La question soulevée n’était pas dénuée de pertinence car on ne voit pas très bien ce qui justifie, aujourd’hui encore, de réserver la qualité d’agriculteur aux seules personnes physiques et d’en exclure les personnes morales alors même qu’elles exerceraient des activités agricoles au sens de l’article L. 311-1 du Code rural et de la pêche maritime.

 

Pour autant, le Conseil constitutionnel estime que le principe d’égalité consacré par l’article 6 de la Déclaration des Droits de l’Homme de 1789 n’est pas violé. Son raisonnement ne purge cependant pas le débat. En effet, il considère qu’en elle-même, la définition de l’article L. 351-8 du code précité ne crée aucune différence de traitement entre personne physique et personne morale et que, si une telle différence de traitement existait, elle ne pourrait résulter que de l’article L. 626-12 dont le Conseil n’était pas saisi de la conformité à la Constitution, la QPC ne visant que l’article L. 351-8. Par ce tour de passe-passe juridique, le Conseil constitutionnel tape donc en touche.
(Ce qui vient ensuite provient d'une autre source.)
PR #2544, opened 2018-07-06
Fixes #2507 - Display needsinfo requests in user activity page

### LINKED ISSUE #2507: Surface the nicknamed needinfo into the /activity/me page
status-needinfo-nickname exists. We can surface this information into the activity/me page

miketaylr:
This PR fixes issue #2507

## Proposed PR background

Just adding another section to the activity page, showing needsinfo requests.

Need to add some functional tests before I request review.


miketaylr:
Actually... maybe @karlcow can review the python bits before he goes on PTO.

miketaylr:
(and then I'll ping someone else for review on functional tests and JS)

webcompat/api/endpoints.py
```diff
@@ -105,8 +108,12 @@ def get_user_activity_issues(username, parameter):
     # copy the params so we can add to the dict.
     params = request.args.copy()
     params['state'] = 'all'
-    params['{0}'.format(parameter)] = '{0}'.format(username)
+    if parameter == 'needsinfo':
+        params['labels'] = 'status-needsinfo-{0}'.format(username)
+    else:
+        params['{0}'.format(parameter)] = '{0}'.format(username)
```
karlcow: I first wonder about why `'{0}'.format(parameter)` instead of `parameter`, then I though wait this is the same thing for username. (not your code which is fine, but the previous version.)

```python
>>> params = {}
>>> parameter = u'created'
>>> type(parameter)
<type 'unicode'>
>>> username = u'miketaylr'
>>> type(username)
<type 'unicode'>
>>> params[parameter] = username
>>> params
{u'created': u'miketaylr'}
>>> parameter.encode('utf-8')
'created'
>>> params[parameter.encode('utf-8')] = username.encode('utf-8')
>>> params
{u'created': 'miketaylr'}
>>> parameter = parameter.encode('utf-8')
>>> parameter
'created'
>>> params[parameter] = username.encode('utf-8')
>>> params
{u'created': 'miketaylr'}
>>> params['created']
'miketaylr'
```

webcompat/api/endpoints.py
```diff
@@ -105,8 +108,12 @@ def get_user_activity_issues(username, parameter):
...
     path = 'repos/{path}'.format(path=ISSUES_PATH)
+    print(path, params)
```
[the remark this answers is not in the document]
miketaylr: haha yes, thanks.

webcompat/api/endpoints.py
miketaylr: yeah, good question. it's possible it was a more complex formatting during some "in progress" version, and then was trimmed without much thought. :)

let's fix here.

miketaylr:
OK, python nits addressed.

r? @magsout for non-python review parts.

magsout:
@miketaylr it's on my todo list. Lot of working travel ;)

magsout:
@miketaylr goog job.

Just few question about UX.

There is 3 section in this page, so 3 paginations. But whatever the pagination you're clicking every section is updated. It looks weird, nah, what do you think?

magsout:
following my previous question, I think we should hide pagination if there is not result:

capture d ecran 2018-07-13 a 22 21 03

I think is not depends of it view, it seems general, isn't it ?

miketaylr:
> But whatever the pagination you're clicking every section is updated. It looks weird, nah, what do you think?

Yeah, that feels like a bug.

> following my previous question, I think we should hide pagination if there is not result:

Yeah, good idea!

miketaylr:
> following my previous question, I think we should hide pagination if there is not result:
> 
> Yeah, good idea!

In theory, the current behavior is to add a "is-disabled" class. This seems to work on the issue list page, but no here. So, some bug somewhere. If I can find it, let's fix that then open a follow up bug to swap "is-disabled" with "is-hidden" (or something like that).

miketaylr:
> If I can find it, let's fix that then open a follow up bug to swap "is-disabled" with "is-hidden" (or something like that).

Hey, it turns out that's our default behavior. :p

Been a long time since I've looked at this code. The bug was that all the shared stuff was trying to paginate on the "my issues" stuff. I've made sure it operates on the correct instance instead.

r? @magsout

PR #2551, opened 2018-07-12
Fixes #2550 - Adds samesite attribute to session cookie

### LINKED ISSUE #2550: Add SameSite attribute to cookie config to avoid CSRF attacks
([enabled in flask v1.0 a few months ago](http://flask.pocoo.org/docs/1.0/security/#set-cookie-options))

laghee:
This PR fixes issue `#2550`

## Proposed PR background

Making a security tweak for safer compatting (based on [analysis from observatory.mozilla.org](https://observatory.mozilla.org/analyze/webcompat.com) and [new flask capability](http://flask.pocoo.org/docs/1.0/security/#set-cookie-options)).

**Edit:** Added conditional disabling so functional tests don't crash.

---

- [✅ ] I have read the [Pull Request + Code Style Guidelines](https://github.com/webcompat/webcompat.com/blob/master/docs/pr-coding-guidelines.md) thoroughly.

### DIFF
--- a/config/__init__.py
+++ b/config/__init__.py
@@ -122,9 +122,11 @@ DEBUG = False
 if not PRODUCTION:
     DEBUG = True
 
-# localhost runs on HTTP, use secure flag on session cookie otherwise.
+# localhost runs on HTTP
+# use secure and samesite flags on session cookie otherwise
 if not LOCALHOST:
     SESSION_COOKIE_SECURE = True
+    SESSION_COOKIE_SAMESITE = 'Strict'
 
 # By default, we want to log CSP violations. See /csp-report in views.py.
 CSP_LOG = True
--- a/run.py
+++ b/run.py
@@ -114,6 +114,7 @@ if __name__ == '__main__':
             # disable HttpOnly setting for session cookies so Selenium
             # can interact with them. *ONLY* do this for testing.
             app.config['SESSION_COOKIE_HTTPONLY'] = False
+            app.config['SESSION_COOKIE_SAMESITE'] = None
             app.config['TESTING'] = True
             print("Starting server in ~*TEST MODE*~")
             app.run(host='localhost')


config/__init__.py
```diff
@@ -122,9 +122,11 @@ def update_status_config(milestones_content):
 if not PRODUCTION:
     DEBUG = True
 
-# localhost runs on HTTP, use secure flag on session cookie otherwise.
+# localhost runs on HTTP
+# use secure and samesite flags on session cookie otherwise
 if not LOCALHOST:
     SESSION_COOKIE_SECURE = True
+    SESSION_COOKIE_SAMESITE = 'Lax'
```
miketaylr: Does `Strict` break things?

laghee: The flask docs said `Lax` was recommended because
> `Strict` prevents sending cookies with all external requests, including following regular links.

That sounded potentially "breaky" to me. We set cookies to keep track of login state, don't we?

miketaylr: I guess it's worth testing... the cookies we use to track login state only make sense on webcompat.com, them not being sent to GitHub shouldn't matter.

The only open question is if logging in the initial time will still work, but I suspect it will -- because it sends back auth token junk in the URL. But should be easy to test by removing the local oauth app, and re-authenticating with `Strict` set.

In general, I think it's good to be as secure as possible, so it's worth testing.

laghee: OK, so I don't really understand what's going on, but it seems like even with `Lax`, I'm having problems logging into GH, but it's GH giving me the 404. Is that because we're not managing to pass it something? Or is it just me? 😭  I'm so confused by which file powers what in testing vs production/staging (comment: #2518 ), so I'm not sure I disabled/enabled everything I needed to. Advice appreciated.

screenshot 2018-07-17 19 33 20

screenshot 2018-07-17 19 33 41

miketaylr:
Thanks for adding this, @laghee

PR #2558, opened 2018-07-26
Issue #2557 - Remove form-action until we better understand issue #2557.

### LINKED ISSUE #2557: Unable to report issue on webcompat.com using "Report as foolip"
Starting from https://webcompat.com/issues/new?label=type-google (HTTPS) and being logged in to the site using my GitHub account, I see a "Report as foolip" button alongside the "Report Anonymously" button. Using that button doesn't work, the whole form is fading in/out (intentional, I presume) but nothing happens. In the Chrome devtools console:
```
Refused to send form data to 'http://webcompat.com/' because it violates the following Content Security Policy directive: "form-action 'self'".
```

In other words, a problem of mixing http and https.

miketaylr:
This doesn't fix #2557, but it at least unbreaks master so we can deploy the latest there.

### DIFF
--- a/webcompat/helpers.py
+++ b/webcompat/helpers.py
@@ -511,7 +511,6 @@ def add_csp(response):
         "style-src 'self' 'unsafe-inline' https://fonts.googleapis.com; " +
         "base-uri 'self'; " +
         "frame-ancestors 'self'; " +
-        "form-action 'self'; " +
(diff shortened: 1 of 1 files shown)


miketaylr:
Going to r=me on this one to unbreak master.

PR #2562, opened 2018-08-02
Fixes #2560 - Add browser-firefox-reality to EXTRA_LABELS

### LINKED ISSUE #2560: figure out a way to identify firefox reality reporters
right now they have a built-in reporter that uses the following link: 

https://webcompat.com/issues/new?src=web-fxr

We should add a label, or parse their UA string.

miketaylr:
This way we can identify them from in-product reports (before UA strings are finalized... and device detection libs updated, etc.).

### DIFF
--- a/config/__init__.py
+++ b/config/__init__.py
@@ -175,6 +175,7 @@ for cat_label in cat_labels:
 # creating an issue.
 EXTRA_LABELS = [
     'browser-focus-geckoview',
+    'browser-firefox-reality',
     'type-google',
     'type-media',
     'type-stylo',


cvan:
@miketaylr: nice, thanks for adding!

can we get the label added to the [Labels in the `web-bugs` repo](https://github.com/webcompat/web-bugs/labels). or if they magically get added, even better! thanks :+1:

miketaylr:
> can we get the label added to the Labels in the web-bugs repo. or if they magically get added, even better! thanks 👍

yep, they get magically added as soon as a bug report comes with that label. 🎉 🎈

PR #2568, opened 2018-08-09
Fixes #2567 - Starts the server for functional tests after nosetests.

### LINKED ISSUE #2567: [travis] nosetests should not be run with python run.py -t
Following the discussion in https://github.com/webcompat/webcompat.com/issues/2518#issuecomment-408359792

> At any rate, you're right, of course -- it's not that nosetests kicks run.py directly... it's that in Travis we always execute run.py -t before we run nosetests (or, rather, all the test scripts). (At least digging into all this, I learned a bunch of stuff about our configuration! (-; )

This should not happen. It's a "bug".

We should start `python run.py -t` after nosetests has run.

karlcow:
This PR fixes issue  #2567 

## Proposed PR background

This intends to fix the fact python run.py starts a server before running nosetests.
Unit testing is independent of any tests running and that would delay the execution time and even could fail when milestones have difficult time to be initialized.

### DIFF
--- a/.travis.yml
+++ b/.travis.yml
@@ -47,7 +47,6 @@ install:
   - firefox --version
   # lint python
   - pep8 --ignore=E402 webcompat/ tests/ config/secrets.py.example
-  - python run.py -t &
 
 before_script:
   - sleep 5
@@ -58,5 +57,6 @@ before_script:
 # now run the tests!
 script:
   - nosetests
+  - python run.py -t &
   - sleep 5
   - npm run test:js -- --reporters="runner" --firefoxBinary=`which firefox`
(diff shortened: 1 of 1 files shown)


.travis.yml
```diff
@@ -47,7 +47,6 @@ install:
   - firefox --version
   # lint python
   - pep8 --ignore=E402 webcompat/ tests/ config/secrets.py.example
```
laghee: This seems like a sensible change to me. 👍  
Does it make any sense to move the `pep8` call into the `before_script` section, while we're at it (for consistency with other linting)?

miketaylr: That sounds reasonable.

karlcow:
waiting for travis to do its thing.

PR #2577, opened 2018-09-13
Fixes #1955 - Adds missing tests to webhooks

### LINKED ISSUE #1955: Complete the webhooks tests coverage
The webhook handlers run in our app, and they just react to JSON coming from GitHub, so we should be able to test them (which would prevent us from breaking them in the future :cough: sorry :cough:).

karlcow:
This PR fixes issue #1955

## Proposed PR background

This does a couple of things.

1. It removes the blueprint for webhooks. It was not that useful in this context (one route, no templates) and it made the testing a lot harder.
2. It removes the update_issue which was kind of duplicating what new_opened_issue was doing.
3. There's a room for improving by creating a function to extract the useful information in new_opened_issue.
4. It adds the missing tests for webhooks module.

@miketaylr r?

### DIFF
--- a/tests/unit/test_config.py
+++ b/tests/unit/test_config.py
@@ -52,3 +52,6 @@ class TestConfig(unittest.TestCase):
         milestones_json = json_data('milestones_content_plus.json')
         actual = update_status_config(milestones_json)
         self.assertEqual(actual, expected)
+
+if __name__ == '__main__':
+    unittest.main()
--- a/webcompat/webhooks/helpers.py
+++ b/webcompat/webhooks/helpers.py
@@ -97,24 +97,6 @@ def extract_priority_label(body):
     return None
 
 
-def update_issue(payload, issue_number):
-    """Send a GitHub PATCH to set labels and milestone for the issue.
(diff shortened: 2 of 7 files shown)


karlcow:
ah syntax. Thanks @TravisBuddy

tests/unit/test_config.py
```diff
@@ -52,3 +52,6 @@ def test_update_status_config(self):
         milestones_json = json_data('milestones_content_plus.json')
         actual = update_status_config(milestones_json)
         self.assertEqual(actual, expected)
+
+if __name__ == '__main__':
```
miketaylr: I guess this allows us to run the test independent of nose?

webcompat/webhooks/helpers.py
```diff
@@ -97,24 +97,6 @@ def extract_priority_label(body):
     return None
 
 
-def update_issue(payload, issue_number):
```
miketaylr: Presumably we're putting this back into `new_opened_issue` so it's easier to test?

C’est regrettable et ce d’autant plus que le raisonnement du Conseil constitutionnel parait confondre les causes et les conséquences. En effet, l’origine de l’inégalité de traitement se situe non dans l’article L. 626-12 qui ne fait que tirer les conséquences de la définition de l’agriculteur mais bien à l’article L. 351-8 qui, par l’attribution de la qualité d’agriculteur aux seules personnes physiques, traite différemment, en fonction de leur nature juridique, des personnes exerçant la même activité agricole. Ainsi, les personnes physiques et morales étant dans la même situation au regard de l’activité agricole exercée, on n’aperçoit pas ce qui justifie un traitement différent. Comme on ne voit pas non plus quelles sont les raisons d’intérêt général qui justifieraient cette dérogation. Le Conseil constitutionnel n’a donc pas, en réalité, voulu entrer dans la discussion juridique. Espérons que le Législateur qui peut désormais seul remédier à cette inégalité soit moins frileux.